Midas Loop

1. Introduction

Midas Loop is a web application for taking Universal Dependencies corpora and improving the quality of their annotations. For more information on motivation, functionality, and supported workflows, please see our paper.

1.1. Key features

1.1.1. CoNLL-U Import/Export Support

Midas Loop supports import and export of corpora in the CoNLL-U format.

1.1.2. CoNLL-U Editing

Editing of most annotations in the CoNLL-U format is supported.

1.1.3. Active Learning Support

Midas Loop allows NLP models to report probability distributions on several annotation types and uses these distributions to provide visual cues for annotators that a certain annotation is suspicious. The annotator may then decide whether to keep or replace the annotation, and the model used may be trained further on the improved data. Models are completely decoupled from the core system and communicate with it via HTTP, so any model may be used as long as it obeys the HTTP protocol.

These model-provided label distributions are also aggregated at the document level to allow annotators to triage documents based on how uncertain a model was about certain annotation types on average throughout the document.

1.2. Limitations

Midas Loop supports the following:

Sentence break editing
LEMMA editing
XPOS editing
HEAD editing
DEPREL editing
Active Learning support for HEAD, XPOS, and sentence breaks

Midas Loop does NOT support the following:

FORM/tokenization editing
UPOS editing
FEATS editing
DEPS editing
MISC editing

(Caveat: these are the limitations of the Midas Loop UI, but the Midas Loop core system actually supports editing of all core data types—see /swagger-ui on a running server for API documentation. It is possible to build your own UI or extend the Midas Loop UI to provide some of these additional editing features. Additionally, please open an issue on GitHub if there is a kind of editing you would like to see added to Midas Loop.)

1.3. Roadmap

The following are priorities for future work:

More efficient NLP processing
Support for full CoNLL-U editing
Online retraining of NLP models

Please do not hesitate to open an issue on GitHub with feature requests, etc.

2. Operation

2.1. Server Setup

Get an uberjar either by building it or by downloading the latest pre-built one. Note the following top level commands:

COMMANDS:
run, r               Start the web app and begin listening for requests.
import, i            Read and ingest CoNLL-U files.
export, e            Export all documents in the database as CoNLL-U files.
token, t             Token-related helpers.
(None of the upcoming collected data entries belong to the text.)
PR #9895, opened 2024-05-10
MiraMonVector: Adding more matchs in the look-up table MM_m_idofic.csv

AbelPau:
## What does this PR do?
Adds more EPSG Spatial Reference Systems in the MiraMon look-up table MM_m_idofic.csv
With this update, MiraMon is expected to recognize more EPSG spatial reference systems.

No afectation in checks is expected. No changes in code.


rouault:
unrelated msys2-mingw failure will be fixed per https://github.com/OSGeo/gdal/pull/9894

PR #9896, opened 2024-05-10
[gdalmdiminfo] Use GDALArgumentParser

elpaso:
```
gdalmdiminfo --long-usage
Export manually or use this script as a wrapper for commands!!!!
Usage: gdalmdiminfo [--help] [--long-usage] [--help-general]
                        [-detailed] [-nopretty] [-array <array_name>] [-limit <number>] [-oo <NAME>=<VALUE>]...
                        [-if <format>]... [-arrayoption <NAME=VALUE>]... [-stats] [-stdout]
                        <dataset_name>

Lists various information about a GDAL multidimensional dataset.

Positional arguments:
  <dataset_name>             Input dataset. 

Optional arguments:
  -h, --help                 Shows short help message and exits. 
  --long-usage               Shows long help message and exits. 
  --help-general             Report detailed help on general options. 
  -detailed                  Most verbose output. Report attribute data types and array values. 
  -nopretty                  Outputs on a single line without any indentation. 
  -array <array_name>        Name of the array, used to restrict the output to the specified array. 
  -limit <number>            Number of values in each dimension that is used to limit the display of array values. 
  -oo <NAME>=<VALUE>         Open option(s) for input dataset. [may be repeated]
  -if <format>               Format/driver name(s) to try when opening the input file. [may be repeated]
  -arrayoption <NAME=VALUE>  Option passed to GDALGroup::GetMDArrayNames() to filter reported arrays. [may be repeated]
  -stats                     Read and display image statistics. 
  -stdout                    Write output to stdout instead of a JSON file. 

For more details, consult https://gdal.org/programs/gdalmdiminfo.html
```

Run one of the top level commands (e.g. java -jar midas-loop.jar import --help) to see more details about each command.

Important

Each command requires that your server not be running. If you are running your server using the run command, be sure you shut it down before running any of the other commands.

2.2. Configuration

By default, the uberjar will use its copy of the config located at env/prod/resources/config.edn. If you wish to customize this, specify another config using -Dconf=…:

java -Dconf="/path/to/my/config.edn" -jar midas-loop.jar …

Config keys:

:midas-loop.server.xtdb/config

Should be a map with two subkeys: :main-db-dir (required) has a string specifying the main database’s path on the filesystem relative to the CWD; :http-server-port, if present, should be a number specifying the port on which to serve XTDB’s internal HTTP interface.

:midas-loop.server.tokens/config

Map with a single key, :token-db-dir, (required) which specifies the location on the filepath of the authorization token database.

:dev

Either true or false. If true, do not require any authorization. This should always be false in production.

:nlp-services

A vector of three-key maps. Each map should have a :type (currently always :http), a :anno-type (must be :sentence, :xpos, :upos, or :head), and a url (must be pointed at running NLP Services)

:nlp-retry-wait-period-ms

Time, in milliseconds, to wait after a failure before attempting to contact an HTTP NLP service again. Defaults to 10000 (10 seconds).

:port

Port used for the main web server.

:cors-patterns

A set of CORS patterns (regular expressions) for adding additional allowed origins, e.g. #{"*.georgetown.edu"}. Localhost and the main origin are always allowed regardless of this item’s value.

2.3. Authorization

Warning

Midas Loop’s authorization scheme is primitive and vulnerable to attack, and is therefore only useful for preventing low-effort unauthorized access. You SHOULD NOT store sensitive data in a Midas Loop system.